= ABOUT THIS EXERCISE =
Repeat the records below verbatim.

• • • •

Issue #6438, opened 2022-10-26
ndarrays should be initialized to zero by default


ailzhang:
Per offline discussion, since we already do this for [fields](https://docs.taichi-lang.org/docs/field), ndarrays should match this behavior to avoid surprises on user end. 
We may also provide an option to skip this default initialization to maximize performnace if users need. 
cc: @neozhaoliang @k-ye @yuanming-hu

PR #7060, opened 2023-01-05
[test] Add test to make sure ndarrays are initialized as zero

ailzhang:
Issue: #6438 

### Brief Summary
This PR only enables zero fill for ndarrays created from Python frontend so it doesn't affect performance of ndarray created from C-API. 
In the future we may provide an option for python users to skip the zero fill as needed but that will be a separate PR.

### DIFF
--- a/python/taichi/lang/_ndarray.py
+++ b/python/taichi/lang/_ndarray.py
@@ -225,7 +225,7 @@ class ScalarNdarray(Ndarray):
         super().__init__()
         self.dtype = cook_dtype(dtype)
         self.arr = impl.get_runtime().prog.create_ndarray(
-            self.dtype, arr_shape)
+            self.dtype, arr_shape, Layout.NULL, True)
         self.shape = tuple(self.arr.shape)
         self.element_type = dtype
 
--- a/taichi/program/program.cpp
+++ b/taichi/program/program.cpp
@@ -455,8 +455,20 @@ std::size_t Program::get_snode_num_dynamically_allocated(SNode *snode) {
 
 Ndarray *Program::create_ndarray(const DataType type,
                                  const std::vector<int> &shape,
-                                 ExternalArrayLayout layout) {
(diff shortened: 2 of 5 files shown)


python/taichi/lang/_ndarray.py
```diff
@@ -225,7 +225,7 @@ def __init__(self, dtype, arr_shape):
         super().__init__()
         self.dtype = cook_dtype(dtype)
         self.arr = impl.get_runtime().prog.create_ndarray(
-            self.dtype, arr_shape)
+            self.dtype, arr_shape, Layout.NULL, True)
```
lin-hitonami, line 228:
```suggestion
            self.dtype, arr_shape, Layout.NULL, zero_fill=True)
```

taichi/program/program.cpp
```diff
@@ -455,8 +455,25 @@ std::size_t Program::get_snode_num_dynamically_allocated(SNode *snode) {
...
 Ndarray *Program::create_ndarray(const DataType type,
                                  const std::vector<int> &shape,
-                                 ExternalArrayLayout layout) {
-  ndarrays_.emplace_back(std::make_unique<Ndarray>(this, type, shape, layout));
+                                 ExternalArrayLayout layout,
+                                 bool zero_fill) {
+  auto arr = std::make_unique<Ndarray>(this, type, shape, layout);
+  if (zero_fill) {
+    Arch arch = this_thread_config().arch;
+    if (arch == Arch::x64 || arch == Arch::cuda) {
```
lin-hitonami, line 463: or arch == Arch::arm64? I guess it will fail on M1 because arm64 uses CpuDevice as well. Maybe we can use `arch_is_cpu(arch)` here.

ailzhang: good point!

lin-hitonami (approved):
LGTM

• • • •

= EXERCISE OUTPUT =
Issue #6438, opened 2022-10-26
ndarrays should be initialized to zero by default


ailzhang:
Per offline discussion, since we already do this for [fields](https://docs.taichi-lang.org/docs/field), ndarrays should match this behavior to avoid surprises on user end. 
We may also provide an option to skip this default initialization to maximize performnace if users need. 
cc: @neozhaoliang @k-ye @yuanming-hu

PR #7060, opened 2023-01-05
[test] Add test to make sure ndarrays are initialized as zero

ailzhang:
Issue: #6438 

### Brief Summary
This PR only enables zero fill for ndarrays created from Python frontend so it doesn't affect performance of ndarray created from C-API. 
In the future we may provide an option for python users to skip the zero fill as needed but that will be a separate PR.

### DIFF
--- a/python/taichi/lang/_ndarray.py
+++ b/python/taichi/lang/_ndarray.py
@@ -225,7 +225,7 @@ class ScalarNdarray(Ndarray):
         super().__init__()
         self.dtype = cook_dtype(dtype)
         self.arr = impl.get_runtime().prog.create_ndarray(
-            self.dtype, arr_shape)
+            self.dtype, arr_shape, Layout.NULL, True)
         self.shape = tuple(self.arr.shape)
         self.element_type = dtype
 
--- a/taichi/program/program.cpp
+++ b/taichi/program/program.cpp
@@ -455,8 +455,20 @@ std::size_t Program::get_snode_num_dynamically_allocated(SNode *snode) {
 
 Ndarray *Program::create_ndarray(const DataType type,
                                  const std::vector<int> &shape,
-                                 ExternalArrayLayout layout) {
(diff shortened: 2 of 5 files shown)


python/taichi/lang/_ndarray.py
```diff
@@ -225,7 +225,7 @@ def __init__(self, dtype, arr_shape):
         super().__init__()
         self.dtype = cook_dtype(dtype)
         self.arr = impl.get_runtime().prog.create_ndarray(
-            self.dtype, arr_shape)
+            self.dtype, arr_shape, Layout.NULL, True)
```
lin-hitonami, line 228:
```suggestion
            self.dtype, arr_shape, Layout.NULL, zero_fill=True)
```

taichi/program/program.cpp
```diff
@@ -455,8 +455,25 @@ std::size_t Program::get_snode_num_dynamically_allocated(SNode *snode) {
...
 Ndarray *Program::create_ndarray(const DataType type,
                                  const std::vector<int> &shape,
-                                 ExternalArrayLayout layout) {
-  ndarrays_.emplace_back(std::make_unique<Ndarray>(this, type, shape, layout));
+                                 ExternalArrayLayout layout,
+                                 bool zero_fill) {
+  auto arr = std::make_unique<Ndarray>(this, type, shape, layout);
+  if (zero_fill) {
+    Arch arch = this_thread_config().arch;
+    if (arch == Arch::x64 || arch == Arch::cuda) {
```
lin-hitonami, line 463: or arch == Arch::arm64? I guess it will fail on M1 because arm64 uses CpuDevice as well. Maybe we can use `arch_is_cpu(arch)` here.

ailzhang: good point!

lin-hitonami (approved):
LGTM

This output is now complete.